The term business risks refers to the possibility of a commercial business making inadequate profits (or even losses) due to uncertainties - for example: changes in tastes, changing preferences of consumers, strikes, increased competition, changes in government policy, obsolescence etc. Every business organization faces various risk elements while doing business. Business risk implies uncertainty in profits or danger of loss and the events that could pose a risk due to some unforeseen events in future, which causes business to fail.

For example, a company may face different risks in production, risks due to irregular supply of raw materials, machinery breakdown, labor unrest, etc. In marketing, risks may arise due to fluctuations in market prices, changing trends and fashions, errors in sales forecasting, etc. In addition, there may be loss of assets of the firm due to fire, flood, earthquakes, riots or war and political unrest which may cause unwanted interruptions in the business operations. Thus business risks may take place in different forms depending upon the nature of a company and its production.

Business risks can arise due to the influence by two major risks: internal risks (risks arising from the events taking place within the organization) and  external risks (risks arising from the events taking place outside the organization):

 Internal risks arise from factors (endogenous variables, which can be influenced) such as:
 human factors (talent management, strikes)
 technological factors (emerging technologies)
 physical factors (failure of machines, fire or theft)
 operational factors (access to credit, cost cutting, advertisement)
 External risks arise from factors (exogenous variables, which cannot be controlled) such as:
 economic factors (market risks, pricing pressure)
 natural factors (floods, earthquakes)
 political factors (compliance demands and regulations imposed by governments)

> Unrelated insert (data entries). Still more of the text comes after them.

PR #2317, opened 2022-07-13
GUI to Edit EAV Attributes & Sets - Base Code + Category

justinbeaty:
### Description (*)

This PR gives backend users the possibility to create/edit/delete any EAV attribute. In other words, all of these:

```sql
mysql> SELECT entity_type_id,entity_type_code FROM eav_entity_type ORDER BY entity_type_id;
+----------------+------------------+
| entity_type_id | entity_type_code |
+----------------+------------------+
|              1 | customer         |
|              2 | customer_address |
|              3 | catalog_category |
|              4 | catalog_product  |
|              5 | order            |
|              6 | invoice          |
|              7 | creditmemo       |
|              8 | shipment         |
+----------------+------------------+
```

I have only done light testing on this, we probably need more work before this can be merged as a useful feature.

### Related Pull Requests

This PR builds on top of the work done by @fballiano. It is meant to supersede these PRs if the community accepts.
1. #2260
2. #2264

### Manual testing scenarios (*)

1. Open the backend
2. See new options in Sales > Attributes, Catalog > Attributes, Customer > Attributes
3. Try to create new attributes or attribute sets

### Questions or comments

Todo:
- [x] Check translation strings
- **For another PR**: Modify customer attributes to add `use_in_forms` option?
- **For another PR**: Modify Customers > Manage Groups to allow us to select a attribute set for each customer group?
- **For another PR**: Block the user from editing/deleting "system" attributes. Use `adminhtml_[entityCode]_attribute_scopes` event to disallow changing scope perhaps?
- [x] Check ACL permissions, and make sure they didn't break BC with new Catalog > Attributes > Products > Attributes path.
- [x] Fit icon-head for `admin/XXX_attribute/new/` and `admin/XXX_set/add/`
- [ ] Figure out Copyright headers -- most of the code is copy/pasted from other core code, so I think we still need Magento, LLC copyright notice (in addition to ours in another PR).
- [x] Fix array short syntax
- [ ] Remove all prototypejs code
- [x] merge at least customer or category management PR into this, otherwise this is untestable
- **For another PR**: Review the SQL commands at the end of [this comment](https://github.com/OpenMage/magento-lts/pull/2264#issuecomment-1181890693). Should we add an upgrade script?

### Contribution checklist (*)
 - [x] Pull request has a meaningful description of its purpose
 - [x] All commits are accompanied by meaningful commit messages
 - [x] All automated tests passed successfully (all builds are green)
 - [x] Add yourself to contributors list

PR #2321, opened 2022-07-15
Allow custom acl path in adminhtml.xml by using <acl> tag

justinbeaty:
### Description (*)

I have not fully tested this change yet, but wanted to seek feedback on if this is a good idea or not.

This PR will let you set a custom ACL `resource_id` in `adminhtml.xml` that is different than the XML structure. For example:

```xml
<acl>
    <resources>
        <admin>
            <children>
                <catalog translate="title" module="catalog">
                    <title>Catalog</title>
                    <sort_order>30</sort_order>
                    <children>
                        <attributes translate="title">
                            <title>Attributes</title>
                            <children>
                                <product translate="title">
                                    <title>Products</title>
                                    <children>
                                        <attributes translate="title">
                                            <title>Attributes</title>
                                            <acl>admin/catalog/attributes/attributes</acl>
                                        </attributes>
                                        <sets translate="title">
                                            <title>Attribute Sets</title>
                                            <acl>admin/catalog/attributes/sets</acl>
                                        </sets>
                                    </children>
                                </product>
                                <category translate="title">
                                    <title>Categories</title>
                                    <children>
                                        <attributes translate="title">
                                            <title>Attributes</title>
                                            <acl>admin/eav/catalog_category/attributes</acl>
                                        </attributes>
                                        <sets translate="title">
                                            <title>Attribute Sets</title>
                                            <acl>admin/eav/catalog_category/sets</acl>
                                        </sets>
                                    </children>
                                </category>
                            </children>
                        </attributes>
                    </children>
                </catalog>
            </children>
        </admin>
    </resources>
</acl>
```

Note the lines:
```xml
<acl>admin/catalog/attributes/attributes</acl>
<acl>admin/catalog/attributes/sets</acl>
<acl>admin/eav/catalog_category/attributes</acl>
<acl>admin/eav/catalog_category/sets</acl>
```

~~I think this could be a useful addition because in PR #2317 we may want to change the menu structure, but do not want to break current ACL permissions. Also, that PR expects to find generic EAV permissions at `admin/eav/$ENTITY/attributes` and `admin/eav/$ENTITY/sets` but we don't want to force the user to conform to our menu or ACL structure.~~

Edit: this PR is actually not necessary for #2317 but I will leave this PR open in case there might be other use-cases for changing the ACL path.

### Related Pull Requests
#2317 

1. Create a role with `Catalog > Attributes > Attributes` & `Catalog > Attributes > Sets` allowed
2. Update the `Mage/Catalog/etc/adminhtml.xml` to reflect a different menu and ACL structure
3. Apply this patch and make sure the permissions are still allowed

I also should test to make sure nothing else breaks with the API/API2 module. I honestly don't use either of those API modules nor do I use ACL often, so if anyone can see where this might break something, please let me know. I do not expect this PR to be merged quickly.

### DIFF
--- a/app/code/core/Mage/Admin/Model/Roles.php
+++ b/app/code/core/Mage/Admin/Model/Roles.php
@@ -152,7 +152,7 @@ class Mage_Admin_Model_Roles extends Mage_Core_Model_Abstract
             $level = -1;
         } else {
             $resourceName = $parentName;
-            if (!in_array($resource->getName(), array('title', 'sort_order', 'children', 'disabled'))) {
+            if (!in_array($resource->getName(), array('title', 'sort_order', 'children', 'disabled', 'acl'))) {
                 $resourceName = (is_null($parentName) ? '' : $parentName . '/') . $resource->getName();
 
                 //assigning module for its' children nodes
@@ -160,16 +160,22 @@ class Mage_Admin_Model_Roles extends Mage_Core_Model_Abstract
                     $module = (string)$resource->getAttribute('module');
                 }
 
+                if ($resource->acl) {
+                    $aclpath = (string)$resource->acl;
+                } else {
+                    $aclpath = $resourceName;
+                }
+
                 if ($rawNodes) {
-                    $resource->addAttribute("aclpath", $resourceName);
+                    $resource->addAttribute("aclpath", $aclpath);
                     $resource->addAttribute("module_c", $module);
                 }
 
                 if (is_null($represent2Darray)) {
-                    $result[$resourceName]['name']  = Mage::helper($module)->__((string)$resource->title);
-                    $result[$resourceName]['level'] = $level;
+                    $result[$aclpath]['name']  = Mage::helper($module)->__((string)$resource->title);
+                    $result[$aclpath]['level'] = $level;
                 } else {
-                    $result[] = $resourceName;
+                    $result[] = $aclpath;
                 }
             }
         }


app/code/core/Mage/Admin/Model/Roles.php
```diff
@@ -152,24 +152,30 @@ protected function _buildResourcesArray(
...
-                    $resource->addAttribute("aclpath", $resourceName);
+                    $resource->addAttribute("aclpath", $aclpath);
                     $resource->addAttribute("module_c", $module);
                 }
 
                 if (is_null($represent2Darray)) {
-                    $result[$resourceName]['name']  = Mage::helper($module)->__((string)$resource->title);
-                    $result[$resourceName]['level'] = $level;
+                    $result[$aclpath]['name']  = Mage::helper($module)->__((string)$resource->title);
+                    $result[$aclpath]['level'] = $level;
```
justinbeaty, line 176: I am not positive it's okay to change the array key here. Before I had something like:
```php
$result[$resourceName]['name']  = Mage::helper($module)->__((string)$resource->title);
$result[$resourceName]['level'] = $level;
$result[$resourceName]['aclpath'] = $aclpath; // New array value
```

But that will require more code changes in core. For example, in the admin role edit screen: https://github.com/OpenMage/magento-lts/blob/0d997174c676cdb154162bd945f75bb37bb0b2b2/app/code/core/Mage/Adminhtml/Block/Permissions/Tab/Rolesedit.php#L103-L111

We only check `array_key_exists`, but would need to also check for `aclpath` sub-array key.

Though corporate entities may have an image of risk aversion, they may continue to stake their reputations and indulge in their gambling propensities by sponsoring competitive sports teams.

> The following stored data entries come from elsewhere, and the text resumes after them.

PR #2074, opened 2022-05-10
Add a message calling for an end to the Russian invasion of Ukraine

luigifab:
### Description

This is a basic text for README and backend.

def

om

image

### Related Pull Requests

🇺🇦 #2038

### Contribution checklist
 - [x] Pull request has a meaningful description of its purpose
 - [x] All commits are accompanied by meaningful commit messages
 - [ ] All automated tests passed successfully (all builds are green)
 - [x] Add yourself to contributors list

PR #2325, opened 2022-07-17
Revert "Add basic text for Ukraine (#2074)"

fballiano:
Our customers' backends don't need to have an undismissable message like the one that was introduces with #2074.
That same message could have been delivered in the notification feed, instead of hardcoding it and adding an image file to our repository (while at the same time we create BC PRs to remove a few characters from file names).

#2074 will not help that cause in any way and it's only creating a disservice to the users of OM's backend.

### DIFF
--- a/README.md
+++ b/README.md
@@ -11,8 +11,6 @@
 <img src="https://github.com/openmage/magento-lts/actions/workflows/unit-tests.yml/badge.svg" alt="Unit Tests workflow badge" />
 </p>
 
-<img src="skin/adminhtml/default/default/images/flag-ua.svg?raw=true" width="20" align="top" alt=""> Stop russian war. **Free Ukraine!** ([Read more](https://en.wikipedia.org/wiki/2022_Russian_invasion_of_Ukraine))
-
 # Magento - Long Term Support
 
 This repository is the home of an **unofficial** community-driven project. It's goal is to be a dependable alternative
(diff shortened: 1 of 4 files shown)


Flyingmana:
I see it differently and think its at maximum a minor disturbance and acceptable to keep it this way till the territory of the Ukraine got restored.

ADDISON74:
I approve this PR not because I am not in solidarity with the Ukrainians. The PR #2074 doesn't provide the option to dismissed the message. It would stay there until the user changes the source code or we revert it to the end of the war.

The variant that used the OpenMage feed would have been best in this case, as there would have been a message in the Notifications section of the Backend which could then be marked as read or deleted.

ADDISON74 (approved):

fballiano:
It shouldn't even be necessary to say but obviously this PR has nothing to do with being against this or any other war.
I just think that a message in a software does nothing for the cause, there are many ways of actually doing something and I think this is not one of them.

midlan:
100% agree

The right solution has been mentioned:
> That same message could have been delivered in the notification feed

midlan (approved):

sreichel:
@Flyingmana what's required to move this to feed? Just update OM/Web_Notification?

Flyingmana:
> @Flyingmana what's required to move this to feed? Just update OM/Web_Notification?

yes, adding a post analog to https://github.com/OpenMage/Web_Notifications/blob/master/_posts/2019-06-24-OpenMage.md

sreichel:
Anyone? I agree that this harcdoded message was wrong, but in don't wont to merge as long the feed isnt updated :)

fballiano:
Although I don't agree with these messages in software I created the web notification post with https://github.com/OpenMage/Web_Notifications/pull/4

This way we don't even have to release (and people don't even need to upgrade) in order to receive the message.

sreichel:
@Flyingmana can you please update OM/Web_Notification?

Many business risks can be related to one another. With the introduction to the Coronavirus in 2019, many businesses fell victim to a lot of risks as a result of the damage to the market. A lot of internal risks arose including the much needed transition to online communication, via Zoom etc., within a business.

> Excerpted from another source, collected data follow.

PR #2328, opened 2022-07-19
Fix for modphp8

fballiano:
Without this with modphp won't read the php8 instruction in js/.htaccess


elidrissidev (approved):

Flyingmana:
updated variant of https://github.com/OpenMage/magento-lts/pull/2329

Flyingmana (approved):

PR #2326, opened 2022-07-18
Fix mod_php8 wrong notation in .htaccess files

fballiano:
Lately "mod_php8" instructions were added to some htaccess but they don't work, the right notation is mod_php:
https://github.com/nextcloud/server/issues/26569

I also did a bit of reformatting, hope you like it.

Note: the diff looks complicated (dunno why) but if you check the 2 files:
- https://github.com/fballiano/openmage/blob/fix/skin/.htaccess
- https://github.com/fballiano/openmage/blob/fix/media/.htaccess
you'll see they're pretty straightforward

### Manual testing scenarios (*)

Enable apache's mod_php for php8 and test some php_value directives present in htaccess files, they won't work now, they work after this patch.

A specific example of external risks can be highlighted by the change in the stock market in early 2020. Between late February to late March, out of the 22 stock market trading days, there were 18 drastic stock market jumps. Stock market jumps can ultimately cause stocks to have lower stability and higher volatility. The uncertainty of whether or not a stock is secure indicates a risk of any certain business.

Classification 
The business risk is classified into five different main types

 Strategic risk: They are the risks associated with the operations of that particular industry. These kind of risks arise from:
 Business environment: Buyers and sellers interacting to buy and sell goods and services, changes in supply and demand, competitive structures and introduction of new technologies.
 Transaction: Assets relocation of mergers and acquisitions, spin-offs, alliances and joint ventures.
 Investor relations: Strategy for communicating with individuals who have invested in the business.
 Financial Risk: These are the risks associated with the financial structure and transactions of the particular industry.
 Operational risk: These are the risks associated with the operational and administrative procedures of the particular industry.
 Compliance risk (legal risk): These are risks associated with the need to comply with the rules and regulations of the government.
 Other risks: There would be different risks like natural disaster (floods) and others depend upon the nature and scale of the industry.